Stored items
Issue #290, opened 2017-04-24
Sub source of plainPartitionedSource doesn't complete when its partition gets revoked


elkozmon:
Hi,

I am experiencing an issue when auto-rebalance kicks in and my plainPartitionedSource consumer "loses" some partitions, their sub sources don't complete as they are supposed to. Later with the help of the debugger I learned that when the `shutdown()` method is called upon the SubSourceStage, its control callback is not initialized and therefore won't shutdown. SubSourceStage lacks superclass `preStart()` method call which initializes this control callback, so I added it and it seemed to do the trick.

patriknw:
@elkozmon could you create a pull request?

elkozmon:
@patriknw [sure](https://github.com/akka/reactive-kafka/pull/294)

PR #294, opened 2017-04-26
Issue 290:  Sub source of plainPartitionedSource doesn't complete when its partition gets revoked

elkozmon:
[#290](https://github.com/akka/reactive-kafka/issues/290)

* Sub sources of plainPartitionedSource didn't shutdown
  when their partitions got revoked due to control callback
  not being initialized.
* By adding superclass preStart() method call in SubSourceStage
  the control callback initalizes properly.


patriknw:
verified that CLA has been signed, don't know why the automatic check didn't run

• _INSTRUCTIONS FOR THE TASK_: Copy out each record exactly as given, omitting none.

• _FINAL ANSWER_:
Issue #290, opened 2017-04-24
Sub source of plainPartitionedSource doesn't complete when its partition gets revoked


elkozmon:
Hi,

I am experiencing an issue when auto-rebalance kicks in and my plainPartitionedSource consumer "loses" some partitions, their sub sources don't complete as they are supposed to. Later with the help of the debugger I learned that when the `shutdown()` method is called upon the SubSourceStage, its control callback is not initialized and therefore won't shutdown. SubSourceStage lacks superclass `preStart()` method call which initializes this control callback, so I added it and it seemed to do the trick.

patriknw:
@elkozmon could you create a pull request?

elkozmon:
@patriknw [sure](https://github.com/akka/reactive-kafka/pull/294)

PR #294, opened 2017-04-26
Issue 290:  Sub source of plainPartitionedSource doesn't complete when its partition gets revoked

elkozmon:
[#290](https://github.com/akka/reactive-kafka/issues/290)

* Sub sources of plainPartitionedSource didn't shutdown
  when their partitions got revoked due to control callback
  not being initialized.
* By adding superclass preStart() method call in SubSourceStage
  the control callback initalizes properly.


patriknw:
verified that CLA has been signed, don't know why the automatic check didn't run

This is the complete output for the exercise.